== EXERCISE DIRECTIONS ==
Filter the lines below, keeping each one that holds "plural".

== STORED DATA ==
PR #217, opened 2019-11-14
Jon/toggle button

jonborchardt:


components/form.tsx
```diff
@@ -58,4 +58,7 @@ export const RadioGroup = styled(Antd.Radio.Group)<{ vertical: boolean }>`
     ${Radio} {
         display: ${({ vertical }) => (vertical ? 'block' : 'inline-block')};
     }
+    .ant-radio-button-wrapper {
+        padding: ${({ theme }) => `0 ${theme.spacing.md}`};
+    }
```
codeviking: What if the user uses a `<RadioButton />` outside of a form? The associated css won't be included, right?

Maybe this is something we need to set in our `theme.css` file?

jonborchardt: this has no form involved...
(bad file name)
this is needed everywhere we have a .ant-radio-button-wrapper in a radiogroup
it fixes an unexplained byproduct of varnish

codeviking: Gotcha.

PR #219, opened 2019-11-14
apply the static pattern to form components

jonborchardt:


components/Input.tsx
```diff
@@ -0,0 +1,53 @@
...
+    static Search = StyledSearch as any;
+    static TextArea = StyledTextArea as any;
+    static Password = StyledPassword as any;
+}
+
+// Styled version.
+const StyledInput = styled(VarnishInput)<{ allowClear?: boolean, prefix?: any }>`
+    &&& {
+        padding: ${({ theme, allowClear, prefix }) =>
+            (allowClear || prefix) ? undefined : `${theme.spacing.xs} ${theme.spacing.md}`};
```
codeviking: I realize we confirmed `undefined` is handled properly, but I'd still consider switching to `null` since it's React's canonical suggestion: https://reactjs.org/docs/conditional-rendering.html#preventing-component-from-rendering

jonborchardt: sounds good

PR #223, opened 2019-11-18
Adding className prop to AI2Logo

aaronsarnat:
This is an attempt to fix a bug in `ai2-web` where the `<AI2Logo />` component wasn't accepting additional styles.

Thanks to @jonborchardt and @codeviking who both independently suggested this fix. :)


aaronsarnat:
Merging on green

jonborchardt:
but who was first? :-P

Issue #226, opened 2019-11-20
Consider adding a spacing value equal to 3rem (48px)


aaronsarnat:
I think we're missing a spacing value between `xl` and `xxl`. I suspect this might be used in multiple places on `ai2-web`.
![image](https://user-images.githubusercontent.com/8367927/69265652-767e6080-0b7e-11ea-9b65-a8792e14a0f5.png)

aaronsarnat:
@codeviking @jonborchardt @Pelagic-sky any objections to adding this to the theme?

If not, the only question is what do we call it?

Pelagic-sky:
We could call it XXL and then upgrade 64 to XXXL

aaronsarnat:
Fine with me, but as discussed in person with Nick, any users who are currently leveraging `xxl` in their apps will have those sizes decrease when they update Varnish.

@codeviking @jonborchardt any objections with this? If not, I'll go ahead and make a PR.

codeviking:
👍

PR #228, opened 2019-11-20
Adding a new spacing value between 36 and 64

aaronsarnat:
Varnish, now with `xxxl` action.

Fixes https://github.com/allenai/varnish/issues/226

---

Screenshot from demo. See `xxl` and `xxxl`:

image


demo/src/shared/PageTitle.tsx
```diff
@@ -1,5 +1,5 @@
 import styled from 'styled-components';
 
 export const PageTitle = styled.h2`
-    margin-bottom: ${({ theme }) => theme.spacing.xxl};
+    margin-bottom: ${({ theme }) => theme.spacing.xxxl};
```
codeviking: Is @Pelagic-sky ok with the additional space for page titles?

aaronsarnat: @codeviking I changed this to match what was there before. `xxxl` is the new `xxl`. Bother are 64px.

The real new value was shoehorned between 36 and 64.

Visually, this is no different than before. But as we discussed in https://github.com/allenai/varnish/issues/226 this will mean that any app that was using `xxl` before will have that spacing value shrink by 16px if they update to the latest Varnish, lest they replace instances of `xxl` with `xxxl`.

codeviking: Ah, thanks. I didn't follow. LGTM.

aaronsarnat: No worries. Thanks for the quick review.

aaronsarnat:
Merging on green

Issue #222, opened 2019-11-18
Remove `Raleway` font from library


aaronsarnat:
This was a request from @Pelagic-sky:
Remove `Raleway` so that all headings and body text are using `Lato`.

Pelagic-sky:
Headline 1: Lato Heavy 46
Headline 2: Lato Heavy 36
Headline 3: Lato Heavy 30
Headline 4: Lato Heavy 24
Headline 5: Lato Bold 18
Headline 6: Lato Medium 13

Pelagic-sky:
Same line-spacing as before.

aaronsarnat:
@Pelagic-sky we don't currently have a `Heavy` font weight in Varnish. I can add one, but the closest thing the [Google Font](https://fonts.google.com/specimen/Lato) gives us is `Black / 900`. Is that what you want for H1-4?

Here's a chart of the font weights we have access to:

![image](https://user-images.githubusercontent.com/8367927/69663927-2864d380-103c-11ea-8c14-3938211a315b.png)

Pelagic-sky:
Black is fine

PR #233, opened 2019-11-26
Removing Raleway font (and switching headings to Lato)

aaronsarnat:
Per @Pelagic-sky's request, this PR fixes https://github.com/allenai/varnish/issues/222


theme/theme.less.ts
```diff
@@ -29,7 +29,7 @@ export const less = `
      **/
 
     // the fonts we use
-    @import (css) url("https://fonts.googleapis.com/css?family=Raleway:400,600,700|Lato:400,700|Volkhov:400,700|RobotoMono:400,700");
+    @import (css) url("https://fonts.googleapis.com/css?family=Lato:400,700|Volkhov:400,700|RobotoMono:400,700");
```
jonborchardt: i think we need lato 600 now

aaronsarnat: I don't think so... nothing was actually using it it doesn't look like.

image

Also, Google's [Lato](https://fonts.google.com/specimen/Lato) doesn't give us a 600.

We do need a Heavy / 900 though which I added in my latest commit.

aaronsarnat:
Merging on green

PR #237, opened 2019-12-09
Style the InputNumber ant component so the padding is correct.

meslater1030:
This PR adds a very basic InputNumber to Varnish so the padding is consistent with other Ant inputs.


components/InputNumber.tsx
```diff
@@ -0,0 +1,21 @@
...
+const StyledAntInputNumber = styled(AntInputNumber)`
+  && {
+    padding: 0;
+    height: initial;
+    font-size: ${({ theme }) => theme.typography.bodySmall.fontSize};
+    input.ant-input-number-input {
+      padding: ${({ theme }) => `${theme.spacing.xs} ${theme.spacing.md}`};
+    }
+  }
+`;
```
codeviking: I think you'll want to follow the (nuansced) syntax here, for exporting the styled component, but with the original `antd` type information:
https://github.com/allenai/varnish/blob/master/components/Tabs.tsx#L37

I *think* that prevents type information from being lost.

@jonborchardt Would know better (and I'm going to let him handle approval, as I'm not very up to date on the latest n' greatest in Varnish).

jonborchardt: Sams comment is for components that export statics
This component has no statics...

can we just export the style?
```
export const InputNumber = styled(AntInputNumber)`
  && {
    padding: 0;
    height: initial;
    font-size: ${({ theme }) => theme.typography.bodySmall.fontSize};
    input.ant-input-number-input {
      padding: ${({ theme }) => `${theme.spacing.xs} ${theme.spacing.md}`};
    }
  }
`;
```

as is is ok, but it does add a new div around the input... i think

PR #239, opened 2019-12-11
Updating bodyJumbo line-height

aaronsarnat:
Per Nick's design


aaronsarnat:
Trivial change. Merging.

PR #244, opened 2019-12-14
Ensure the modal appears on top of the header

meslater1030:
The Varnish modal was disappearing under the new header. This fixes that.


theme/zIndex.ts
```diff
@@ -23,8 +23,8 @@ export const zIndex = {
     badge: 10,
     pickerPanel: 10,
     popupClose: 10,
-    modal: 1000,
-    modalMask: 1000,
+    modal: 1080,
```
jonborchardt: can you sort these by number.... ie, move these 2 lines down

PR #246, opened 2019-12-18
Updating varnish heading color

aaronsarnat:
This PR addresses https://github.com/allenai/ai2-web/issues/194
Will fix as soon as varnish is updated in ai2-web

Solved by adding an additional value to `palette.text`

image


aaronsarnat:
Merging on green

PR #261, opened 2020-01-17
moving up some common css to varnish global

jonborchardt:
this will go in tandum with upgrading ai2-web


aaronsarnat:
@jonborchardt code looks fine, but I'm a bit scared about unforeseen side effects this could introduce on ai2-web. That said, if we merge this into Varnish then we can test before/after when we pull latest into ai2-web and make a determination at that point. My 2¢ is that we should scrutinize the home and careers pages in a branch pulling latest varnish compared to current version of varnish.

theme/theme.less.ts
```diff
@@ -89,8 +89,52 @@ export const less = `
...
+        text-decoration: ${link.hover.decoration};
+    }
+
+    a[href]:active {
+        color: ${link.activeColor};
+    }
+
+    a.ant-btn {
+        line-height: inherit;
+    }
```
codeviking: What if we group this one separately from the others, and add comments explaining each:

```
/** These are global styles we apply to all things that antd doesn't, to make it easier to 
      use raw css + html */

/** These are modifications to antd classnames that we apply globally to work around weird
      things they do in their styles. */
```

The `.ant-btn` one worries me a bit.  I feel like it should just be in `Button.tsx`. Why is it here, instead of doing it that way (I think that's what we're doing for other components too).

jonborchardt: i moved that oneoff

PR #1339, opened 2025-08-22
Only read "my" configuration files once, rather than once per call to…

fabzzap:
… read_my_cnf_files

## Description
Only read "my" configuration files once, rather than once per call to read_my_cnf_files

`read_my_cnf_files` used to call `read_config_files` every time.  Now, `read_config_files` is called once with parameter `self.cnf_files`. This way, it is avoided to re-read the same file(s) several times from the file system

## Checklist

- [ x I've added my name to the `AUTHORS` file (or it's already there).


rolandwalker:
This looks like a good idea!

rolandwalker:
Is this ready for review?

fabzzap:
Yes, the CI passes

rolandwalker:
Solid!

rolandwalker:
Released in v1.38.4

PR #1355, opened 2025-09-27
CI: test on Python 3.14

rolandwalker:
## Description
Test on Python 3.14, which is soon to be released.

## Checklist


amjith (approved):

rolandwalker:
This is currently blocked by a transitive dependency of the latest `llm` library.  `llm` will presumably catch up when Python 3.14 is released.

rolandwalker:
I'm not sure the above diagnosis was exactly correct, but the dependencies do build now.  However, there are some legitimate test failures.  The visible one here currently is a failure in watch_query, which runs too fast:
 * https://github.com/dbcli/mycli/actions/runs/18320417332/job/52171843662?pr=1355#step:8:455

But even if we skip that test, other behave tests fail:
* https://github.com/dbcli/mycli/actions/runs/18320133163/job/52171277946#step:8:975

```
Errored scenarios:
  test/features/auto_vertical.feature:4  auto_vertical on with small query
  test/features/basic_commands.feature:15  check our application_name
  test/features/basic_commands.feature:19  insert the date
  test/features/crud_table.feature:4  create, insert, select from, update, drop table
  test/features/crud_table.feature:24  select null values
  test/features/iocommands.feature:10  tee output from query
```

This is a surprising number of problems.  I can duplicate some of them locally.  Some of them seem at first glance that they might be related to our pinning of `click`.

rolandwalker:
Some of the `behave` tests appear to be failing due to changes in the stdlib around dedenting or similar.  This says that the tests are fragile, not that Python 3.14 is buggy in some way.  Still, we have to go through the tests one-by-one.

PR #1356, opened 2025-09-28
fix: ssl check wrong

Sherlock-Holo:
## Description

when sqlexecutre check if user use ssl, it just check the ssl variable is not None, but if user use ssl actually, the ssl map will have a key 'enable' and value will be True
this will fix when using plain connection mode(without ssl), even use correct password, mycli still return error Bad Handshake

---

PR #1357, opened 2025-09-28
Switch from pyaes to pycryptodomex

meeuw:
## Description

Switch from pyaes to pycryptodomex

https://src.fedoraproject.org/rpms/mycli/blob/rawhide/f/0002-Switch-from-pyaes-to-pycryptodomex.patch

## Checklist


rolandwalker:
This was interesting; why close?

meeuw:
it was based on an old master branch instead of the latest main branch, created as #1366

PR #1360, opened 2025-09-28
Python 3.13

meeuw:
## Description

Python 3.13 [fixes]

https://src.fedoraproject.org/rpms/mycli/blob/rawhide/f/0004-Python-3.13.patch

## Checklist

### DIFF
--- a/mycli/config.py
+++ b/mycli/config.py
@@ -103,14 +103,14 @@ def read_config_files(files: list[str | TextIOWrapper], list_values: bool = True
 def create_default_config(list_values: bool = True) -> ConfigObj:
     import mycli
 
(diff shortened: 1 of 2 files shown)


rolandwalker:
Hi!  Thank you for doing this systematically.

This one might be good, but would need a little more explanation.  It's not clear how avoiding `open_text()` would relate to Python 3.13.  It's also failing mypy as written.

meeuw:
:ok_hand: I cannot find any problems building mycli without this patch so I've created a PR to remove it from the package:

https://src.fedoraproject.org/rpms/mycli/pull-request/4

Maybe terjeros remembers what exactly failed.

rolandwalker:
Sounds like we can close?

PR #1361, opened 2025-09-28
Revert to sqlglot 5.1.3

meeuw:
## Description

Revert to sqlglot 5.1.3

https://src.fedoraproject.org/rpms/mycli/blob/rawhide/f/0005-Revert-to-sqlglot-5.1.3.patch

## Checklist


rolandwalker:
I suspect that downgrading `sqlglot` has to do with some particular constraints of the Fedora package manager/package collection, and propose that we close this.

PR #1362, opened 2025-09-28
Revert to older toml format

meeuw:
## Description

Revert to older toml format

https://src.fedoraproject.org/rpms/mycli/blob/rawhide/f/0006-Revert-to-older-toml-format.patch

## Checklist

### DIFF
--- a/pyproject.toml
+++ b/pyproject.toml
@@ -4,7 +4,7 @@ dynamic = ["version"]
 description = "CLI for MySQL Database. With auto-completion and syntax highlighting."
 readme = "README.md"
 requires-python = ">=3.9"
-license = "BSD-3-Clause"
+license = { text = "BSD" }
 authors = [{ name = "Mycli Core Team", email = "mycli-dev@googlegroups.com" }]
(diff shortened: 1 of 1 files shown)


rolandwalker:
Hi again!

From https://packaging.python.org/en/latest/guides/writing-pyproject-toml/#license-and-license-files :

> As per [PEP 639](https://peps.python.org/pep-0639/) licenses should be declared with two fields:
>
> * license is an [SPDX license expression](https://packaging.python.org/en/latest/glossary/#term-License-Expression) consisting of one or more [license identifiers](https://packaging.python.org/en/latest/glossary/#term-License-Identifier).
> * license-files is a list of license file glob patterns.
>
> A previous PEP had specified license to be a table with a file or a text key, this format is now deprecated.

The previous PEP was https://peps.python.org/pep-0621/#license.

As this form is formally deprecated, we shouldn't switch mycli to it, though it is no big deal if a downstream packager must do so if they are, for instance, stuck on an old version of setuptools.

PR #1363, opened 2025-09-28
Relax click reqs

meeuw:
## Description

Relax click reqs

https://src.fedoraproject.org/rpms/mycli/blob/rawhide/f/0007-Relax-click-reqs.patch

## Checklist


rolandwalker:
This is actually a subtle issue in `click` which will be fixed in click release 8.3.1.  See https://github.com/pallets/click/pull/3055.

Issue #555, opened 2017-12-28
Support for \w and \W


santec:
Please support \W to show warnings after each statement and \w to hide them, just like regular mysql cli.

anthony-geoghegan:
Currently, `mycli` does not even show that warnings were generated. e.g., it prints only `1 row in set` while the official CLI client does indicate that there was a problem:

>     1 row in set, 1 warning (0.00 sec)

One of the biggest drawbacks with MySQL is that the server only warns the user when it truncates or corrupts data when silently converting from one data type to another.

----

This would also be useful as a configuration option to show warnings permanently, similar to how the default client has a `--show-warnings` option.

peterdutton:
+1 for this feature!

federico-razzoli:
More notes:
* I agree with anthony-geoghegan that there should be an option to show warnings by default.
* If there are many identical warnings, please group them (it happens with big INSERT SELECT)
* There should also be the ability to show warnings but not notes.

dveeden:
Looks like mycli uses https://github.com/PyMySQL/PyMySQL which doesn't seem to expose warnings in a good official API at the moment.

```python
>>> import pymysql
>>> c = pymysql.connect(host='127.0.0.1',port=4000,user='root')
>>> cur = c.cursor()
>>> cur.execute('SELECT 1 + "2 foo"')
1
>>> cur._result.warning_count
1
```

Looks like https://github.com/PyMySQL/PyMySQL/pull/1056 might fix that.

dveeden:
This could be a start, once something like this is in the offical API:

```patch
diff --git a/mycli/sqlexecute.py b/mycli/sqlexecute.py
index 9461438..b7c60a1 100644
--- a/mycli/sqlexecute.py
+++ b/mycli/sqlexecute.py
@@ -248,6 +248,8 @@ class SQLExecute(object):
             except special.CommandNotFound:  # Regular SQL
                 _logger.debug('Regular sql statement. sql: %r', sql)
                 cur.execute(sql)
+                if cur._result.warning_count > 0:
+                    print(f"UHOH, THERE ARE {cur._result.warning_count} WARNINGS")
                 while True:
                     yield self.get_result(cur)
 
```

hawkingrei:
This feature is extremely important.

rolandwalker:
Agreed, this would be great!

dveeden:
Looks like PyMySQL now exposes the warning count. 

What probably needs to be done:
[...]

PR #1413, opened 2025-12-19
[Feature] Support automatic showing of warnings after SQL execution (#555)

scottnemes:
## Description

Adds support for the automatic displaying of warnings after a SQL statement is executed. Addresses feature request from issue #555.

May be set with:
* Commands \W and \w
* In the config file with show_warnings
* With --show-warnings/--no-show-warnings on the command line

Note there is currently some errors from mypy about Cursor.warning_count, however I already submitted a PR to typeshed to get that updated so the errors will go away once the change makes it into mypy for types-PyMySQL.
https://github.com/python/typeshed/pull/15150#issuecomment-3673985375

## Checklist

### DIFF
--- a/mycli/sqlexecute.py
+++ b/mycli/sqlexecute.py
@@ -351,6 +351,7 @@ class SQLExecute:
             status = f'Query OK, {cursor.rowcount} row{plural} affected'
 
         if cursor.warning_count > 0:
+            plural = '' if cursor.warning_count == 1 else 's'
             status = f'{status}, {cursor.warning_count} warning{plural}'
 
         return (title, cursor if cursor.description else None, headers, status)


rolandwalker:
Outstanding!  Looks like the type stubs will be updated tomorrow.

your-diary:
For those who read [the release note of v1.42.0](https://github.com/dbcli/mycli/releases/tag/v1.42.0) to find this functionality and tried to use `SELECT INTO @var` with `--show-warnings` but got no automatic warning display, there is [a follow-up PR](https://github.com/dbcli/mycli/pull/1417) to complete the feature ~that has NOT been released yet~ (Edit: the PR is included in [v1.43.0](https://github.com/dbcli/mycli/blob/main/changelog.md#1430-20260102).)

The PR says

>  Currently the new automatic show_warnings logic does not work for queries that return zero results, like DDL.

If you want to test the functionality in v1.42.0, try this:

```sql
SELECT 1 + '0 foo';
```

* * *

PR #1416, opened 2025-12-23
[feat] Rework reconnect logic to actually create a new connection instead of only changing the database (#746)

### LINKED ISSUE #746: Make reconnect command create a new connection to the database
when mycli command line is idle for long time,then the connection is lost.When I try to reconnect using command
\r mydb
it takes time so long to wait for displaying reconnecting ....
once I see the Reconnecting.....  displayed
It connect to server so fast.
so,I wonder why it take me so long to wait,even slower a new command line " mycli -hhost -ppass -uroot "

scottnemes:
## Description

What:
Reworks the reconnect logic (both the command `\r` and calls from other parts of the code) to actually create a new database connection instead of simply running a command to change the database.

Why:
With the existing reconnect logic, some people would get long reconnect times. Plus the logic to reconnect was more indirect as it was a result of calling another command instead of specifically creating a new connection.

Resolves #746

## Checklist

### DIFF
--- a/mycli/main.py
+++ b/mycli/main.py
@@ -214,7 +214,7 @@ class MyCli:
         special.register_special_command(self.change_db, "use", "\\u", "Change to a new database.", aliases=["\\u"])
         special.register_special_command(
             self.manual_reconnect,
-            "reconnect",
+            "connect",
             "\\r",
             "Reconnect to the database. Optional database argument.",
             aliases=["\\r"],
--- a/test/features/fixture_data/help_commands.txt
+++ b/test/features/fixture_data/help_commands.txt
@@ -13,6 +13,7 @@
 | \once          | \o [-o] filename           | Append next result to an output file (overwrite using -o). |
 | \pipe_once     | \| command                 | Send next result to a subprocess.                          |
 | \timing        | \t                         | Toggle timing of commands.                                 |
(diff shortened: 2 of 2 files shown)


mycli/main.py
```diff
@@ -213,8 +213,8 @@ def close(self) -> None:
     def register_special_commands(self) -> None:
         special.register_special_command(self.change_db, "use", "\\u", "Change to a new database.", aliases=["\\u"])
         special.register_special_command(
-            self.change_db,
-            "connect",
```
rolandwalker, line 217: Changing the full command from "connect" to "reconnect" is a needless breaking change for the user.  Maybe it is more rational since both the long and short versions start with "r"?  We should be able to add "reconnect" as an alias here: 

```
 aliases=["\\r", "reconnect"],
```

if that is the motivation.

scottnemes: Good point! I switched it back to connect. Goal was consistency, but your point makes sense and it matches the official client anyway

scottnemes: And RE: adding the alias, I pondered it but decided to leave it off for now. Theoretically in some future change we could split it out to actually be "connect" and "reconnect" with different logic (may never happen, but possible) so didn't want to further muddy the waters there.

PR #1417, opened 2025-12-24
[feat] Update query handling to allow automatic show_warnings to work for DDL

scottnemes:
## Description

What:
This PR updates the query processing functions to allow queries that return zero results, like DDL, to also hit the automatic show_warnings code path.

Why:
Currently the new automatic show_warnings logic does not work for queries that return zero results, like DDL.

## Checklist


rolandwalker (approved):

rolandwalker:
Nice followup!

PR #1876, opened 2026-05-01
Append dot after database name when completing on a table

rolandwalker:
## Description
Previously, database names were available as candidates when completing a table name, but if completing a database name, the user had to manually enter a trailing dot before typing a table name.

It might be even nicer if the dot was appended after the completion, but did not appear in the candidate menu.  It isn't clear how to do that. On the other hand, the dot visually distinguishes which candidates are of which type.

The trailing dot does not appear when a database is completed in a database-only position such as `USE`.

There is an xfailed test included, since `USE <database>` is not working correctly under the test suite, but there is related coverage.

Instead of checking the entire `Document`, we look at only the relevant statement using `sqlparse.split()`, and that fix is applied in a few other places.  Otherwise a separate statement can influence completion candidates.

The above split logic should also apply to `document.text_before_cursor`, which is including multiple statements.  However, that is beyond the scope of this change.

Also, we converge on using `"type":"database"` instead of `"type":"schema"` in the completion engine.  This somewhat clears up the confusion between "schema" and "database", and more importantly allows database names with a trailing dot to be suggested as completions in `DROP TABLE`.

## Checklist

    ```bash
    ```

== WRITTEN SOLUTION ==
             status = f'Query OK, {cursor.rowcount} row{plural} affected'
+            plural = '' if cursor.warning_count == 1 else 's'
             status = f'{status}, {cursor.warning_count} warning{plural}'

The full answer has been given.